Issue #431, opened 2016-10-02
[9.0] web_widget_float_formula


fmdl:
Hello

This module don't works when I use in fload field (I have use this formula : =2*3), I have an error message :

Uncaught TypeError: Cannot read property 'toString' of undefined
http://localhost:8069/web/content/1080-ac38307/web.assets_backend.js:7187
Traceback:
TypeError: Cannot read property 'toString' of undefined
    at OdooClass._process_formula (http://localhost:8069/web/content/1080-ac38307/web.assets_backend.js:7187:683)
    at OdooClass._compute_result (http://localhost:8069/web/content/1080-ac38307/web.assets_backend.js:7191:87)
    at OdooClass.trigger (http://localhost:8069/web/content/512-863c2d1/web.assets_common.js:2618:180)
    at OdooClass.trigger (http://localhost:8069/web/content/512-863c2d1/web.assets_common.js:2620:669)
    at HTMLInputElement.blur (http://localhost:8069/web/content/1080-ac38307/web.assets_backend.js:3701:3209)
    at HTMLInputElement.dispatch (http://localhost:8069/web/content/512-863c2d1/web.assets_common.js:740:451)
    at HTMLInputElement.elemData.handle (http://localhost:8069/web/content/512-863c2d1/web.assets_common.js:713:173)

Regards

lasley:
@IguanaYachts - Thanks for the report, issue confirmed. 

For further information, the error is superficial and only occurs once per page load. The math still seems to be taking place correctly despite the error, and subsequent formulas do not yield an error.

Offending code. Solution is to check if `formula` is defined before regex. I will submit a PR in the next few days

```
            _process_formula: function(formula) {
                var clean_formula = formula.toString().replace(/^\s+|\s+$/g, '');
```

PR #437, opened 2016-10-10
[IMP] web_widget_float_formula: Focused bug fix

obulkin:
- Refactor to address bug reported in #431 in more focused fashion, rather
  than with broad try/catch


lasley (approved):
Better than my fix for sure. Thanks for investigating the root cause @obulkin

pedrobaeza (approved):

PR #440, opened 2016-10-12
[ADD] web_pivot_zoom

hbrunn:
# 
# Zoom in pivot views

This module was written to allow your users to zoom into cells in pivot views
by simply clicking a cell in question.
# Installation

Don't install this module manually, it won't do anything. A module that uses it
will pull it as dependency.
# Usage

# . depend on this module
# . in your measure elements in your pivot view, declare an options dictionary

   as in::
    <field name="field" type="measure" options="{'web_pivot_zoom': {}}" />

   The options dictionary must have a key `model` to inform the module which
   model should be shown, and a key `domain` for the domain to be used.
   The domain is subject to evaluation, so you can use the grouped values in
   there. Note that if a field is not grouped, it will evaluate as `None`, so
   the `=?` is your friend for expressions refering to the grouped fields.

   Note that not all field types support the `=?` operator. For many2many
   fields, you'd have to use a construction like
   `('many2many_field', many2many_field and '=' or '!=', many2many_field)`
   to simulate this to some degree.

   Consult the demo data for an example, there, a graph view is added to the
   users model, and clicking cells sends you to partners with the company in
   question.

Measures with a configuration enabling zooming will have a small link icon next to the column title.


web_pivot_zoom/static/src/js/web_pivot_zoom.js
```diff
@@ -0,0 +1,205 @@
+//-*- coding: utf-8 -*-
+//© 2016 Therp BV <http://therp.nl>
+//License AGPL-3.0 or later (http://www.gnu.org/licenses/agpl.html).
```
thomaspaulb, line 3: Shouldn't you use [this syntax](https://github.com/OCA/maintainer-tools/blob/master/template/module/static/tests/js/module_name.js#L1)?

web_pivot_zoom/static/src/js/web_pivot_zoom.js
```diff
@@ -0,0 +1,205 @@
...
+            if(!model || !domain)
+            {
+                return;
+            }
+            return this._web_pivot_zoom_action(
+                model, domain, current_field, row_header, col_header
+            );
+        },
+        _web_pivot_zoom_action: function(
+            model, domain, current_field, row_header, col_header
```
thomaspaulb, line 130: Why are you passing the `col_header` here if you are not using it later?

web_pivot_zoom/static/src/js/web_pivot_zoom.js
```diff
@@ -0,0 +1,205 @@
...
+            {
+                group_values[measure.field] = measure_values[i];
+            });
+            _.each(this.pivot_options.invisible_measures, function(measure, i)
+            {
+                group_values[measure] = measure_values[
+                    i + self.pivot_options.measures.length
+                ];
+            });
+            var model = this.graph_view._web_pivot_zoom[current_field.field]
```
thomaspaulb: You are using this expression two times, also 4 lines below, can you give it a meaningful name and declare it once instead?

web_pivot_zoom/static/src/js/web_pivot_zoom.js
```diff
@@ -0,0 +1,205 @@
...
+                ).attr('data-id'),
+                row_id = $current_row.find('[data-id]').attr('data-id'),
+                current_field = this.pivot.measures[
+                    (e.currentTarget.cellIndex - 1) %
+                    this.pivot.measures.length
+                ],
+                row_header = this.pivot.get_header(row_id),
+                col_header = this.pivot.get_header(col_id),
+                measure_values = this.pivot.get_values(
+                    Math.min(col_id, row_id), Math.max(col_id, row_id)
```
thomaspaulb, line 70: Why don't you just use `col_id`, `row_id` here? Does it have to be in order of id's, and if yes, can you document why?

web_pivot_zoom/static/src/js/web_pivot_zoom.js
```diff
@@ -0,0 +1,205 @@
...
+                    ),
+                    col_value = group.attributes.value.slice(index),
+                    row = self.find_or_create_header(
+                        row_headers, row_value, group
+                    ),
+                    col = self.find_or_create_header(
+                        col_headers, col_value, group
+                    ),
+                    values = self.get_values(
+                        Math.min(col.id, row.id), Math.max(col.id, row.id)
```
thomaspaulb, line 208: You are repeating this trick again here - maybe clearer to define a common function that does this, and comments why it is so?

pedrobaeza:
As information, Odoo 10.0 does this in core.

web_pivot_zoom/static/src/js/web_pivot_zoom.js
hbrunn: this has nothing to do with database ids, those is how the internal datastructure works: https://github.com/OCA/OCB/blob/8.0/addons/web_graph/static/src/js/pivot_table.js#L88 - I can add a link to that, but I'd expect interested readers to read this piece of code themselves

web_pivot_zoom/static/src/js/web_pivot_zoom.js
hbrunn: I do that as soon as the the amount of lines to define the function exceeds the amount of lines the function replaces

web_pivot_zoom/static/src/js/web_pivot_zoom.js
hbrunn: this is a precaution for the future - we might need it later, and then it would be a pity to have to change the api. I usually try to make my code extensible by default

web_pivot_zoom/static/src/js/web_pivot_zoom.js
thomaspaulb: OK perhaps it's just a matter of taste, but improving code readibility and adding DRY trumps the number of lines IMO

web_pivot_zoom/static/src/js/web_pivot_zoom.js
thomaspaulb: As there are also no OCA guidelines on documenting code, it's your choice how you do it and my responsibility to study the code and supply you a PR with docstrings on every part. 

That said, other contributors and reviewers will be productive on your code much faster if the meaning of a piece of code is self-evident from the naming of the variables and functions, and if that is not possible, carry a small note of explanation. The same way you expect junior OCA contributors to polish their contribution to make things as easy as possible for the senior reviewer, the senior contributor could also strive to make life easier for junior contributors and reviewers - all in the interest of producing better code with less bugs.

hbrunn: you're right. the thing is that I seriously started a commit addressing that, but what I came up with won't help, because I either reproduced the whole code in natural language, or write too little, and then you need to code anyways.
Now it's just the link above.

■ **TASK ITEM**
Determine how many lines above have the string "https" and output nothing besides the count.

■ **TASK OUTPUT**
2